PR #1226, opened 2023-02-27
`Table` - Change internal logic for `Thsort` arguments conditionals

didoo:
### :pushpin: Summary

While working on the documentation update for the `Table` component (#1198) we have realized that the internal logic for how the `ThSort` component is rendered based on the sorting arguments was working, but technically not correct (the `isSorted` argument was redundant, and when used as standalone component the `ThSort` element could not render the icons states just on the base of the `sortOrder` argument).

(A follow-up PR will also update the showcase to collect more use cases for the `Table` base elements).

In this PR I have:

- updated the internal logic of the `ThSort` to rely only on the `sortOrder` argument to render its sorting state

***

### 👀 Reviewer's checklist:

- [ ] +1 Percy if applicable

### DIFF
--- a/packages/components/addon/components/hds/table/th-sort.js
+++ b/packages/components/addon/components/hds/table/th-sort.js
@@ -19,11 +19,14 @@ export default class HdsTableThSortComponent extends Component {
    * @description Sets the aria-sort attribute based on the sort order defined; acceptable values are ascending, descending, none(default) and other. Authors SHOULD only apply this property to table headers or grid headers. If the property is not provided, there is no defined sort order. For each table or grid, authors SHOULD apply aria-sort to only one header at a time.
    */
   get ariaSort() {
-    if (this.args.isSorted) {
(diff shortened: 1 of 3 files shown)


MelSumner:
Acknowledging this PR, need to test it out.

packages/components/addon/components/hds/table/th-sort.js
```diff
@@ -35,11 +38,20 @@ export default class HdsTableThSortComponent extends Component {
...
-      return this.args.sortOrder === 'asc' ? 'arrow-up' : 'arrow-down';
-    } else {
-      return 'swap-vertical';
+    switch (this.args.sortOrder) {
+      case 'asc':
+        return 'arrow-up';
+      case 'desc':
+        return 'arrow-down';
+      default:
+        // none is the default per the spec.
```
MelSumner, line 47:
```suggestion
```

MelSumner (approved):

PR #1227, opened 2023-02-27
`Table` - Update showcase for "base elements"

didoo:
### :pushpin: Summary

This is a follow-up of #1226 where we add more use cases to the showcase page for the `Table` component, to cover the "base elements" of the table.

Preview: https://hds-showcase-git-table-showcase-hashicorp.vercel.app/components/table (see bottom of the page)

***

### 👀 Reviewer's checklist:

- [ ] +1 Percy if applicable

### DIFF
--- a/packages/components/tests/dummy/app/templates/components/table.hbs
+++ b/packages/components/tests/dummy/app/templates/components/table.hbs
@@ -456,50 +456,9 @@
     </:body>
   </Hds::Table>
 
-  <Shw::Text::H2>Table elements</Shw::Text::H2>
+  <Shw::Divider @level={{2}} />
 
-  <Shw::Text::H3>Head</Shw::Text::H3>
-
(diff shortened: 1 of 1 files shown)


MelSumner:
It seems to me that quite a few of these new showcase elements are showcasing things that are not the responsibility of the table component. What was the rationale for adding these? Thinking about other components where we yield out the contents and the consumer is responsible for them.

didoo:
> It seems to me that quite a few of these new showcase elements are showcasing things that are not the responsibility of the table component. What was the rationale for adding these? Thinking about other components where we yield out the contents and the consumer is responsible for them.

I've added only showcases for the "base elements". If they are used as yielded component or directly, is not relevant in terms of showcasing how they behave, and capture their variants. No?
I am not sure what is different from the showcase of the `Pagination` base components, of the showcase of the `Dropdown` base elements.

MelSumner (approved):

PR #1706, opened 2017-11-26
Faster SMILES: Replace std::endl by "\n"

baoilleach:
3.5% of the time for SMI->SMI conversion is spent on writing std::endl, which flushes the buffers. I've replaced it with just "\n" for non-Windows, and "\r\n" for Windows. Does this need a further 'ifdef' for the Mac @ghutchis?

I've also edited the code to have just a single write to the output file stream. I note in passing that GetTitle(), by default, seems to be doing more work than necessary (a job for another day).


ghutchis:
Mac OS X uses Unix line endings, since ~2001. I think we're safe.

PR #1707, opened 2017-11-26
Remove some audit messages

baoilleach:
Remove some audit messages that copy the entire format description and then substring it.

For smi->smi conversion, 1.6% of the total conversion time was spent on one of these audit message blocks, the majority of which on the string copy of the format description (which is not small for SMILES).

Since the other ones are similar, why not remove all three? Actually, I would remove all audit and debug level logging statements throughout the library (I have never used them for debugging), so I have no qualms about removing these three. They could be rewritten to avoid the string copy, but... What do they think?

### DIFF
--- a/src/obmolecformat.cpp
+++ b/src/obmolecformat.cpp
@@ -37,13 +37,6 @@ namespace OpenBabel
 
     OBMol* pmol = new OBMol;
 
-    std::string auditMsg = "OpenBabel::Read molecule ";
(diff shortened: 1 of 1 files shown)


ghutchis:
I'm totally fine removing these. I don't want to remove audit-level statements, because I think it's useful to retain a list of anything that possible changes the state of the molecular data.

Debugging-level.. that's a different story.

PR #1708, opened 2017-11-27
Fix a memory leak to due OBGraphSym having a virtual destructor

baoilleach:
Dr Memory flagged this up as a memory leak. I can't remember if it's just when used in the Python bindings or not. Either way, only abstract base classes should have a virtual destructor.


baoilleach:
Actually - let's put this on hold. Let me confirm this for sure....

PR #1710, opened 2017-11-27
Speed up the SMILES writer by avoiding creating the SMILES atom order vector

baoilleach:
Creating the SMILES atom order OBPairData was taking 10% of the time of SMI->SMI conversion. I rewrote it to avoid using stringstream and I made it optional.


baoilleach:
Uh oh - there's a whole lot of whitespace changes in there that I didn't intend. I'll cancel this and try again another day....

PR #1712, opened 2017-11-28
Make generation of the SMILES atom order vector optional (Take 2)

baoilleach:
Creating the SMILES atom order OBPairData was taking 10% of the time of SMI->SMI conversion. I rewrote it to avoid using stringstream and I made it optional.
====================
Starting at the first line of the records, print each line exactly, stopping after the line that contains "--- a/packages/components/addon/components/hds/table/th-sort.js".

PR #1226, opened 2023-02-27
`Table` - Change internal logic for `Thsort` arguments conditionals

didoo:
### :pushpin: Summary

While working on the documentation update for the `Table` component (#1198) we have realized that the internal logic for how the `ThSort` component is rendered based on the sorting arguments was working, but technically not correct (the `isSorted` argument was redundant, and when used as standalone component the `ThSort` element could not render the icons states just on the base of the `sortOrder` argument).

(A follow-up PR will also update the showcase to collect more use cases for the `Table` base elements).

In this PR I have:

- updated the internal logic of the `ThSort` to rely only on the `sortOrder` argument to render its sorting state

***

### 👀 Reviewer's checklist:

- [ ] +1 Percy if applicable

### DIFF
--- a/packages/components/addon/components/hds/table/th-sort.js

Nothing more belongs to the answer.